All records are to be retyped faithfully and completely.

- [Materials provided]
..........

PR #711, opened 2023-05-03
Indexing and slicing support

gramalingam:
Part 1 of extending the support for indexing and slicing (expressions of the form `e[i_1, i_2, i_3]`).

This updates only the runtime (eager) component. The updates to the converter will be part 2 (once this is accepted/finalized).

Primarily extends support to the use of non-scalar tensors as an index (which is effectively a `Gather` operation). Also implements a specific heuristic to choose between the use of `Slice` and `Gather` in some cases where both can be used.

### DIFF
--- a/docs/tutorial/index.md
+++ b/docs/tutorial/index.md
@@ -162,8 +162,8 @@ code to work for different types of `X`.
 
 {{onnxscript}} supports the use of Python's indexing and slicing operations on
 tensors, which are translated into ONNX's `Slice` and `Gather` operations.
-The semantics of this operation is similar to that of Numpy's
-.
+The semantics of this operation is similar to that of Numpy's.
+
 In the expression `e[i_1, i_2, ..., i_n]`, `n` is either the rank of the
 input tensor or any value less than that. Each index-value `i_j` may be
 a scalar value (a tensor of rank zero) or a higher-dimensional tensor or
--- a/docs/tutorial/index.md
+++ b/docs/tutorial/index.md
@@ -176,8 +176,9 @@ However, the translator maps indexing using slice-expressions to ONNX's
 operation. The more general case (where `i_j` is an arbitrary tensor) is
 translated using the `Gather` operation.
 
-A limitation of the current implementation is that it does not support the use
-of ellipsis or newaxis in the index.
+Note: The current implementation does not yet support the use of arbitrary
+tensors in the index-expressions. It does not support the use of ellipsis or
+newaxis in the index.
 
 ## Control-Flow
 
--- a/docs/tutorial/index.md
+++ b/docs/tutorial/index.md
@@ -158,6 +158,25 @@ same type as some other (non-constant) operand. For example, the expression
 `2 * X` is expanded to `op.CastLike(2, X) * X`, which allows the same
 code to work for different types of `X`.
 
+## Indexing and Slicing
+
+{{onnxscript}} supports the use of Python's indexing and slicing operations on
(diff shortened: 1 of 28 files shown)


docs/tutorial/index.md
```diff
@@ -158,6 +158,28 @@ same type as some other (non-constant) operand. For example, the expression
 `2 * X` is expanded to `op.CastLike(2, X) * X`, which allows the same
 code to work for different types of `X`.
 
+## Indexing and Slicing
+
+{{onnxscript}} supports the use of Python's indexing and slicing operations on
+tensors, which are translated into ONNX's `Slice` and `Gather` operations.
+The semantics of this operation is similar to that of Numpy's
+.
```
justinchuby, line 166:
```suggestion
The semantics of this operation is similar to that of Numpy's.

```

minor

onnxscript/tensor.py
```diff
@@ -39,6 +39,10 @@ def value(self) -> np.ndarray:
     def rank(self) -> int:
         return len(self.value.shape)
```
justinchuby, line 40: One issue when I was using rank was np.ndarray does not have it, and so calling it in a trace only function will fail because it was not converted to a Tensor. Now that we have a special class for these functions (TracedOnnxFunction) we may be able to wrap ndarrays there? Or maybe constraint users to always provide Tensors instead of ndarrays.

onnxscript/tensor.py
```diff
@@ -73,40 +77,82 @@ def __getitem__(self, index):
...
-            # Treat 1-dimensional slicing A[i:j] as generic n-dimensional case A[i:j,...]
+        if not isinstance(index, tuple):
+            # Normalize representation to a tuple.
+            # A single index-value is equivalent to a tuple with a single element.
             index = (index,)
+        if len(index) > self.rank:
+            raise ValueError(
+                f"Number of indices {len(index)} is greater than rank {self.rank}"
+            )
+        from onnxscript import autocast
```
justinchuby, line 88: Was this the circular import issue?

docs/tutorial/index.md
gramalingam: Weird. Wonder how it happened.

onnxscript/tensor.py
gramalingam: Yes, we could do something like that for tracing-mode. Orthogonal to current PR, I guess ... (at this point) this code is not meant for tracing-mode.

onnxscript/tensor.py
gramalingam: I put it here to best handle the circularity. (My question the other day was about another issue relating to circular dependence.)

justinchuby: In that case I suggest putting it on top unless there is an absolute need. Hiding imports in a function delays any import errors that should happen at load time and makes refactoring harder.

gramalingam: Putting it on top will create a warning about the circular import. How does that help? It clutters up the messages, and becomes a false-positive. Putting it here, in fact, clarifies that it is a false-positive. False-positives also have the effect of making users simply ignore such messages.

What refactoring is impacted by this?

justinchuby (approved):

onnxscript/tensor.py
gramalingam: Following up our offline discussion: the main reason I have it here is to avoid "noise" due to warnings about cyclic-imports. If we can turn that noise off, that would address what bothers me. (This is based on my impression from the github repo settings a while back, not sure if it is still the same.)

PR #715, opened 2023-05-03
Disable `py/cyclic-import` in codeql

justinchuby:
Module level cyclic import, although should be avoided if possible, is not a problem from the perspective of functionality. It is more preferable than hiding imports in functions from a readability and maintainability point of view.


gramalingam (approved):
Thanks!

jcwchen (approved):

..........

- [Written response]
PR #711, opened 2023-05-03
Indexing and slicing support

gramalingam:
Part 1 of extending the support for indexing and slicing (expressions of the form `e[i_1, i_2, i_3]`).

This updates only the runtime (eager) component. The updates to the converter will be part 2 (once this is accepted/finalized).

Primarily extends support to the use of non-scalar tensors as an index (which is effectively a `Gather` operation). Also implements a specific heuristic to choose between the use of `Slice` and `Gather` in some cases where both can be used.

### DIFF
--- a/docs/tutorial/index.md
+++ b/docs/tutorial/index.md
@@ -162,8 +162,8 @@ code to work for different types of `X`.
 
 {{onnxscript}} supports the use of Python's indexing and slicing operations on
 tensors, which are translated into ONNX's `Slice` and `Gather` operations.
-The semantics of this operation is similar to that of Numpy's
-.
+The semantics of this operation is similar to that of Numpy's.
+
 In the expression `e[i_1, i_2, ..., i_n]`, `n` is either the rank of the
 input tensor or any value less than that. Each index-value `i_j` may be
 a scalar value (a tensor of rank zero) or a higher-dimensional tensor or
--- a/docs/tutorial/index.md
+++ b/docs/tutorial/index.md
@@ -176,8 +176,9 @@ However, the translator maps indexing using slice-expressions to ONNX's
 operation. The more general case (where `i_j` is an arbitrary tensor) is
 translated using the `Gather` operation.
 
-A limitation of the current implementation is that it does not support the use
-of ellipsis or newaxis in the index.
+Note: The current implementation does not yet support the use of arbitrary
+tensors in the index-expressions. It does not support the use of ellipsis or
+newaxis in the index.
 
 ## Control-Flow
 
--- a/docs/tutorial/index.md
+++ b/docs/tutorial/index.md
@@ -158,6 +158,25 @@ same type as some other (non-constant) operand. For example, the expression
 `2 * X` is expanded to `op.CastLike(2, X) * X`, which allows the same
 code to work for different types of `X`.
 
+## Indexing and Slicing
+
+{{onnxscript}} supports the use of Python's indexing and slicing operations on
(diff shortened: 1 of 28 files shown)


docs/tutorial/index.md
```diff
@@ -158,6 +158,28 @@ same type as some other (non-constant) operand. For example, the expression
 `2 * X` is expanded to `op.CastLike(2, X) * X`, which allows the same
 code to work for different types of `X`.
 
+## Indexing and Slicing
+
+{{onnxscript}} supports the use of Python's indexing and slicing operations on
+tensors, which are translated into ONNX's `Slice` and `Gather` operations.
+The semantics of this operation is similar to that of Numpy's
+.
```
justinchuby, line 166:
```suggestion
The semantics of this operation is similar to that of Numpy's.

```

minor

onnxscript/tensor.py
```diff
@@ -39,6 +39,10 @@ def value(self) -> np.ndarray:
     def rank(self) -> int:
         return len(self.value.shape)
```
justinchuby, line 40: One issue when I was using rank was np.ndarray does not have it, and so calling it in a trace only function will fail because it was not converted to a Tensor. Now that we have a special class for these functions (TracedOnnxFunction) we may be able to wrap ndarrays there? Or maybe constraint users to always provide Tensors instead of ndarrays.

onnxscript/tensor.py
```diff
@@ -73,40 +77,82 @@ def __getitem__(self, index):
...
-            # Treat 1-dimensional slicing A[i:j] as generic n-dimensional case A[i:j,...]
+        if not isinstance(index, tuple):
+            # Normalize representation to a tuple.
+            # A single index-value is equivalent to a tuple with a single element.
             index = (index,)
+        if len(index) > self.rank:
+            raise ValueError(
+                f"Number of indices {len(index)} is greater than rank {self.rank}"
+            )
+        from onnxscript import autocast
```
justinchuby, line 88: Was this the circular import issue?

docs/tutorial/index.md
gramalingam: Weird. Wonder how it happened.

onnxscript/tensor.py
gramalingam: Yes, we could do something like that for tracing-mode. Orthogonal to current PR, I guess ... (at this point) this code is not meant for tracing-mode.

onnxscript/tensor.py
gramalingam: I put it here to best handle the circularity. (My question the other day was about another issue relating to circular dependence.)

justinchuby: In that case I suggest putting it on top unless there is an absolute need. Hiding imports in a function delays any import errors that should happen at load time and makes refactoring harder.

gramalingam: Putting it on top will create a warning about the circular import. How does that help? It clutters up the messages, and becomes a false-positive. Putting it here, in fact, clarifies that it is a false-positive. False-positives also have the effect of making users simply ignore such messages.

What refactoring is impacted by this?

justinchuby (approved):

onnxscript/tensor.py
gramalingam: Following up our offline discussion: the main reason I have it here is to avoid "noise" due to warnings about cyclic-imports. If we can turn that noise off, that would address what bothers me. (This is based on my impression from the github repo settings a while back, not sure if it is still the same.)

PR #715, opened 2023-05-03
Disable `py/cyclic-import` in codeql

justinchuby:
Module level cyclic import, although should be avoided if possible, is not a problem from the perspective of functionality. It is more preferable than hiding imports in functions from a readability and maintainability point of view.


gramalingam (approved):
Thanks!

jcwchen (approved):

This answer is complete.